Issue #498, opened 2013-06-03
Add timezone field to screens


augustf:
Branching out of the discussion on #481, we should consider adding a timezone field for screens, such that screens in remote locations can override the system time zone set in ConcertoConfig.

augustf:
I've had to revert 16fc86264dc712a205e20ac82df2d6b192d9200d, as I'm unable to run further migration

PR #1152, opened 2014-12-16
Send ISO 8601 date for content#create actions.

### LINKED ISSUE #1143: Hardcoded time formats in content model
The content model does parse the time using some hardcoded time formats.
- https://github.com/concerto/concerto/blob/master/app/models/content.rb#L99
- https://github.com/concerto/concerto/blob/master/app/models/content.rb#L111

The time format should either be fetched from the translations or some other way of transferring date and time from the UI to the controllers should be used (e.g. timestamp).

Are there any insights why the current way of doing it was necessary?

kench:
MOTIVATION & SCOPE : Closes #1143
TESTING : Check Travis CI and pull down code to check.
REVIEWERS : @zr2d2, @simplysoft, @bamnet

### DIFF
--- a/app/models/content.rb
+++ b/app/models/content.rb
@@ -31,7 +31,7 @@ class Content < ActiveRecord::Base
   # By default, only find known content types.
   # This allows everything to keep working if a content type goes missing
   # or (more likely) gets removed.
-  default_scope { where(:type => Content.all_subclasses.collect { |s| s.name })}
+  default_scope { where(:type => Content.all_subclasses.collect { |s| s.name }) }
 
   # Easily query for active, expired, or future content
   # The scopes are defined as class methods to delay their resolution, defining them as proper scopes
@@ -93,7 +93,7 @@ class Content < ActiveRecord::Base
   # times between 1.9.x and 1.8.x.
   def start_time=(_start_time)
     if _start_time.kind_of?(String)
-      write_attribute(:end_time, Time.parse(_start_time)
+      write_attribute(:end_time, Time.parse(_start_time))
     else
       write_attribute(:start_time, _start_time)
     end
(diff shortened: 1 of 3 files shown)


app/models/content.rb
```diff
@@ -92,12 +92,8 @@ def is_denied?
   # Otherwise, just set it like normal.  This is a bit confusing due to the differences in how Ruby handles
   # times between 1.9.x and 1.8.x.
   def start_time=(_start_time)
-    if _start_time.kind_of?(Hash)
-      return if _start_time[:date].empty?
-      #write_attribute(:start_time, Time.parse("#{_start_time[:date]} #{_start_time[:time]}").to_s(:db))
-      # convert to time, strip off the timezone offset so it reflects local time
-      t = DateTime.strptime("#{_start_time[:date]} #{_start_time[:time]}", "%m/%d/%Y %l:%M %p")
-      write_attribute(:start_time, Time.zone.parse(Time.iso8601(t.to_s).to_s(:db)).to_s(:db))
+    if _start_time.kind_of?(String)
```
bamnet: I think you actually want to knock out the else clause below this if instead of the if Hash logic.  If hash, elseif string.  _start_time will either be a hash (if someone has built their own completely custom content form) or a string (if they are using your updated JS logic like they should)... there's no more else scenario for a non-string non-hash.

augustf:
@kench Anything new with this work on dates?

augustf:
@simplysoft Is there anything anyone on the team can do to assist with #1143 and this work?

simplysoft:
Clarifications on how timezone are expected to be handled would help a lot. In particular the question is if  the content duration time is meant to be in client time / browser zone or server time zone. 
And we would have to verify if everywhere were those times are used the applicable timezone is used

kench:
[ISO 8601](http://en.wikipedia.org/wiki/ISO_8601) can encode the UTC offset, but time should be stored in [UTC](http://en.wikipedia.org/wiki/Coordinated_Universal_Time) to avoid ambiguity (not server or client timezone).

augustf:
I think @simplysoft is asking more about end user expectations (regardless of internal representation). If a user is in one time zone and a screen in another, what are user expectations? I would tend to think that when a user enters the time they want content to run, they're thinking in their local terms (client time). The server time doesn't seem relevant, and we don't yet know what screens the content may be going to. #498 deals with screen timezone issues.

## Goal of the exercise
Retype every line up to and including the one that contains "# The scopes", beginning at the first line of the records, with no edits.

## Solution for this task
Issue #498, opened 2013-06-03
Add timezone field to screens


augustf:
Branching out of the discussion on #481, we should consider adding a timezone field for screens, such that screens in remote locations can override the system time zone set in ConcertoConfig.

augustf:
I've had to revert 16fc86264dc712a205e20ac82df2d6b192d9200d, as I'm unable to run further migration

PR #1152, opened 2014-12-16
Send ISO 8601 date for content#create actions.

### LINKED ISSUE #1143: Hardcoded time formats in content model
The content model does parse the time using some hardcoded time formats.
- https://github.com/concerto/concerto/blob/master/app/models/content.rb#L99
- https://github.com/concerto/concerto/blob/master/app/models/content.rb#L111

The time format should either be fetched from the translations or some other way of transferring date and time from the UI to the controllers should be used (e.g. timestamp).

Are there any insights why the current way of doing it was necessary?

kench:
MOTIVATION & SCOPE : Closes #1143
TESTING : Check Travis CI and pull down code to check.
REVIEWERS : @zr2d2, @simplysoft, @bamnet

### DIFF
--- a/app/models/content.rb
+++ b/app/models/content.rb
@@ -31,7 +31,7 @@ class Content < ActiveRecord::Base
   # By default, only find known content types.
   # This allows everything to keep working if a content type goes missing
   # or (more likely) gets removed.
-  default_scope { where(:type => Content.all_subclasses.collect { |s| s.name })}
+  default_scope { where(:type => Content.all_subclasses.collect { |s| s.name }) }
 
   # Easily query for active, expired, or future content
   # The scopes are defined as class methods to delay their resolution, defining them as proper scopes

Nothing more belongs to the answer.